Here are the results of running this test, i.e. 1000 repetitions of retrieving one specific level from the 999 levels in the model by searching for it by name:

---------------------------------------------------------------
Retrieve specific named level:
 Percentage   Seconds   Calls   Process
---------------------------------------------------------------
      0.00%      0.00    1000   Empty method *
      0.16%      0.10    1000   Collector with no name check *
     12.65%      7.96    1000   Parameter filter
     21.60%     13.60    1000   Anonymous named
     21.75%     13.70    1000   Explicit
     21.85%     13.76    1000   Anonymous
     21.88%     13.77    1000   Linq
    100.00%     62.96       1   TOTAL TIME
---------------------------------------------------------------

Again, the entries marked with an asterisk * do not do the full job and are just included for baseline comparison purposes. The empty method entry does nothing at all. The collector with no name check collects all levels and simply returns the first one without checking its name.
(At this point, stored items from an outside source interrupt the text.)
PR #473, opened 2021-12-06
Algorithms for finding bridges and articulation points.

starovoid:
Two algorithms are implemented: for finding [bridges](https://www.geeksforgeeks.org/bridge-in-a-graph/) and for finding [points of articulation](https://www.geeksforgeeks.org/articulation-points-or-cut-vertices-in-a-graph/) are implemented, each of which expects the argument to be a simple undirected graph. The algorithms are tested with all types of graphs.

### DIFF
--- a/benches/bridges_and_ap.rs
+++ b/benches/bridges_and_ap.rs
@@ -1,0 +1,45 @@
+#![feature(test)]
+
+extern crate petgraph;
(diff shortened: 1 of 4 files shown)


ecashin:
Hi.  Why was the pull request closed?  I don't see any conversation about it.

PR #476, opened 2021-12-14
Fix IntoEdgesDirected implementation for NodeFiltered when direction is Incoming

jkeljo:
Calling it with Direction::Incoming would not filter the edges at all.
Existing tests didn't catch it because they did not have an edge going
from an excluded node to an included one.


ABorgna:
Thanks for the fix!

PR #948, opened 2024-10-23
Correct typo from 'Explict' to 'Explicit'

LeeSJ0109:
Correct typo from 'Explict' to 'Explicit'.


wilkinsona:
Thanks very much, @LeeSJ0109.

Issue #945, opened 2024-10-07
Add support for modifying a URI's path during pre-processing


wilkinsona:
See #944 for background. In addition to the existing support for modifying the URI's scheme, host, and port, it would also be useful to be able to manipulate its path to, for example, add a prefix.

big-cir:
Fixed PR: #952

PR #952, opened 2024-12-27
Add support for URI's path prefix modification

big-cir:
Overview
---
1. Added pathPrefix field and setter method to UriModifyingOperationPreprocessor
2. Added corresponding support in UriModifyingContentModifier

Related Issues
---
#945 

Test
---
```java
@Test
public void requestContentUriPathIsPreservedAndAddPathPrefix() {
    this.preprocessor
		    .removePort()
		    .pathPrefix("/addPathPrefix");
    OperationRequest processed = this.preprocessor
	    .preprocess(createRequestWithContent("The uri 'http://localhost:12345/foo/bar' should be used"));
    assertThat(new String(processed.getContent())).isEqualTo("The uri 'http://localhost/addPathPrefix/foo/bar' should be used");
}

@Test
public void responseContentUriPathIsPreservedAndAddPathPrefix() {
    this.preprocessor
		    .removePort()
		    .pathPrefix("addPathPrefix");
    OperationResponse processed = this.preprocessor
	    .preprocess(createResponseWithContent("The uri 'http://localhost:12345/foo/bar' should be used"));
    assertThat(new String(processed.getContent())).isEqualTo("The uri 'http://localhost/addPathPrefix/foo/bar' should be used");
}
```

### DIFF
--- a/spring-restdocs-core/src/main/java/org/springframework/restdocs/operation/preprocess/UriModifyingOperationPreprocessor.java
+++ b/spring-restdocs-core/src/main/java/org/springframework/restdocs/operation/preprocess/UriModifyingOperationPreprocessor.java
@@ -228,14 +228,15 @@ public class UriModifyingOperationPreprocessor implements OperationPreprocessor 
 		private String modify(String input) {
 			List<String> replacements = Arrays.asList(this.scheme, this.host,
 					StringUtils.hasText(this.port) ? ":" + this.port : this.port,
-					this.pathPrefix);
+					this.pathPrefix == null ? "" : this.pathPrefix.startsWith("/") ? this.pathPrefix : "/" + this.pathPrefix);
 
 			int previous = 0;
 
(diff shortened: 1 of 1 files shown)


big-cir:
Could you please let me know if pattern validation for prefixPath is also necessary in the modify method?

``` java
private static final Pattern SCHEME_HOST_PORT_PATTERN = Pattern
			.compile("(http[s]?)://([a-zA-Z0-9-\\.]+)(:[0-9]+)?");

private String modify(String input) {
   ...
   Matcher matcher = SCHEME_HOST_PORT_PATTERN.matcher(input);
}
```

wilkinsona:
Thanks for PR. Unfortunately, I'm not sure that focussing solely on the path's prefix is the right approach as there may be a need to modify the path in other ways. I think we need to take a step back and consider exactly what modifications to support before looking at possible implementations. One option may be to support something like Spring Framework's `UriComponentsBuilder`. Another would be to allow the user to provide a `UnaryOperator` that's called with the current path and can return a new path modified in any way they require.

Issue #953, opened 2025-01-06
 Duplicate File Parts Generated in MockMvc using MockPart 


Lee-WonJun:
MockMultipartHttpServletRequest and MockMultipartHttpServletRequestBuilder Behavior have been found with the behavior of `MockMultipartHttpServletRequest` (spring-test) and `MockMultipartHttpServletRequestBuilder` (spring-test). 

`MockMultipartHttpServletRequest` internally manages `multipartFiles` as separate file types. When using `MockMultipartHttpServletRequestBuilder` to create a mock multipart request, files can be added using either the `.part` method to add a `MockPart` or the `.file` method to add a `MockMultipartFile`.

```java
this.mockMvc.perform(multipart("/upload")
        .file(new MockMultipartFile("file", "file.pdf", "application/pdf", "sample content".getBytes()))
        .part(new MockPart("file", "test.pdf", "contents".getBytes(), MediaType.APPLICATION_PDF))
);
```

The actual servlet creation process is implemented as follows:

```java
protected final MockHttpServletRequest createServletRequest(ServletContext servletContext) {
    MockMultipartHttpServletRequest request = new MockMultipartHttpServletRequest(servletContext);
    Charset defaultCharset = (request.getCharacterEncoding() != null ?
            Charset.forName(request.getCharacterEncoding()) : StandardCharsets.UTF_8);

    this.files.forEach(request::addFile);
    this.parts.values().stream().flatMap(Collection::stream).forEach(part -> {
        request.addPart(part);
        try {
            String name = part.getName();
            String filename = part.getSubmittedFileName();
            InputStream is = part.getInputStream();
            if (filename != null) {
                request.addFile(new MockMultipartFile(name, filename, part.getContentType(), is));
            } else {
                InputStreamReader reader = new InputStreamReader(is, getCharsetOrDefault(part, defaultCharset));
                String value = FileCopyUtils.copyToString(reader);
                request.addParameter(part.getName(), value);
            }
        } catch (IOException ex) {
            throw new IllegalStateException("Failed to read content for part " + part.getName(), ex);
        }
    });
}
```

As can be seen in the code, files added using the `.file` method are only processed using `addFile`. However, files added using the `.part` method are processed using both `addPart` and `addFile`, resulting in duplicate data being included in the servlet creation.

### Spring Server and Multipart Data Processing

Spring servers can process multipart data in two ways:

1. `@RequestParam("file") MultipartFile file`
[...]

PR #954, opened 2025-01-06
Fix: Duplicate File Parts Generated in MockMvc using MockPart

Lee-WonJun:
PR for Issue #953

**Solution:**

1. Compare if the `File` and `Part` contain the same content. If they do, remove one of them (assuming they are paired, so once removed, it will not be compared again).
2. If they are not the same, add the `part` to the `parts` list.
3. The `MockPart` implementation itself calls `setContentDispositionFormData`, which is only added to `Part`. Therefore, when comparing, `setContentDispositionFormData` is also included in the comparison.

**Reference Code (MockPart):**

```java
public MockPart(String name, @Nullable String filename, @Nullable byte[] content, @Nullable MediaType contentType) {
		Assert.hasLength(name, "'name' must not be empty");
		this.name = name;
		this.filename = filename;
		this.content = (content != null ? content : new byte[0]);
		this.headers.setContentDispositionFormData(name, filename);
		this.headers.setContentType(contentType);
	}
```

**Additional Information:**

I initially wrote a test code to compare the `MediaType` content type, but due to compatibility checks, I could not use the `MockPart` constructor that allows defining `contentType` (introduced in `@since 6.1.2`). As a result, I removed it from the test.

### DIFF
--- a/spring-restdocs-mockmvc/src/main/java/org/springframework/restdocs/mockmvc/MockMvcRequestConverter.java
+++ b/spring-restdocs-mockmvc/src/main/java/org/springframework/restdocs/mockmvc/MockMvcRequestConverter.java
@@ -156,12 +156,45 @@ class MockMvcRequestConverter implements RequestConverter<MockHttpServletRequest
 
 	private List<OperationRequestPart> extractParts(MockHttpServletRequest servletRequest)
 			throws IOException, ServletException {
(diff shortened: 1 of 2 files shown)


wilkinsona:
Thanks for the PR, but it's too early to consider possible fixes for #953. It's not yet clear if a change in REST Docs is even the right thing to do.

PR #962, opened 2025-05-12
Align bootJar example with changes to Asciidoctor's Gradle plugin

djarnis73:
I could not get /html5 to work but removing it made it work.

It is also what is done in this example https://github.com/spring-projects/spring-restdocs-samples/blob/7ccbf89908ce1726c9c7dd30d291bb61f95436a3/rest-assured/build.gradle#L49


wilkinsona:
Thanks very much, @djarnis73.

PR #970, opened 2025-06-20
Correct "Including Multiple Snippets for an Operation"

nicos68:
A couple of sentences in the documentation do not make sense. I reworded them the way I feel they should have been written.


wilkinsona:
Thanks very much, @nicos68.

The important conclusions that I draw from this are:

Once again, very illuminating, I would say.

In quintessence, you should do everything that you possibly can using the Revit filters, and avoid all post-processing and manual if at all possible.

Here is version 2011.0.0.63 of the complete Building Coder source code and Visual Studio solution including the new CmdCollectorPerformance external command and the JtTimer profiling classes.

I hope this keeps you happily informed and occupied over Easter and wish you good luck searching for eggs.

Since I am giving the Revit API training class in Warsaw next week, the posts may become sparse for a while.

Correction: Please note that the method GetFirstNamedElementOfTypeUsingParameterFilter does not work properly using the built-in parameter ELEM_NAME_PARAM, because it should be looking at DATUM_TEXT instead. For more details, please refer to the subsequent element name parameter filter correction.